Ini dikutip dari kata-kata Kiki Fatmala di Kompas kemarin. Lengkapnya, "Di Eropa panci bekas yang digunakan pada Perang Dunia saja menarik dilihat." Ini komentarnya mengenai perbandingan museum di Eropa dengan di Indonesia.
Saya setuju banget. Pernah berkesempatan melihat-lihat isi museum di Malaysia dan Singapore (nggak usah ngomong yang jauhan kaya' Eropah atau Amrik gitu ...), rasanya sedih banget melihat museum kita.
Dua minggu yang lalu sempat melongok museum Bahari di Sunda Kelapa, dan kemudian minggu lalu museum Fatahillah dan museum Keramik. Koleksi lengkap, bahkan bisa dibilang fantastis. Tapi gelap, kotor, berdebu. Sepi pengunjung. Tidak ada usaha mengemas koleksi yang luar biasa ini agar menarik perhatian.
Di museum Fatahillah karcis masuk dewasa dua ribu rupiah sementara anak-anak enam ratus rupiah. Total kami sekeluarga biayanya lima ribu dua ratus rupiah. Padahal waktu di Malaysia biayanya berempat hampir seratus ribu rupiah. Belum lagi dibandingkan sama museum Eropa. Misalnya museum di London biayanya sekitar 10-15 pounds, 150 ribu lebih seorang!!
Sedih memang. Apalagi kalau mau dikaitkan dengan peringatan kemerdekaan negeri ini ....
3 comments:
Bangsa yang besar adalah bangsa yang mampu menghargai sejarahnya
Topik yang menarik menjelang 17-an pak :)

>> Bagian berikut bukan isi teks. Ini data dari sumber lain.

PR #2579, opened 2023-05-06
HttpObjectDecoder chunk size long -> int

Scottmitch:
Motivation:
HttpObjectDecoder parses chunk size as a long but in practice we truncate the value to an integer internally. We should parse the value as a int and raise an error early rather than discarding data.

### DIFF
--- a/servicetalk-http-netty/src/main/java/io/servicetalk/http/netty/HttpObjectDecoder.java
+++ b/servicetalk-http-netty/src/main/java/io/servicetalk/http/netty/HttpObjectDecoder.java
@@ -81,6 +81,7 @@ import static io.servicetalk.http.netty.HeaderUtils.removeTransferEncodingChunke
 import static io.servicetalk.http.netty.HttpKeepAlive.shouldClose;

waah wisata museum yaa asyik bgt deh, udah lama kepingin tp blum kesampean :p
itu mungkin karna kurang promosi, jd museum dirasa bukan tempat yg tll komersil, pengunjungnya dikit. pdhl bnyk benda2 unik ya, yg menyimpan cerita dan jadi saksi sejarah :)
Kayaknya emang mesti bikin 'aksi', karena nggak akan ada reaksi tanpa aksi. 'Mimpi' kita tentang museum yang indah, menarik, dsb dsb tak akan terwujud kalo kita cuma sekedar ngomong (apalagi 'cuma' di blog. hehe...) Mungkin, kebetulan saja orang-orang yang peduli dan bisa meluangkan waktu dan tenaganya untuk mengelola museum itu ya kemampuannya segitu itu, nggak punya cukup duit juga buat jalan-jalan studi banding ke museum-museum di luar neferi. Jadinya ya... segitu aja mampunya. Apa dong ya aksi yang bisa kita lakukan?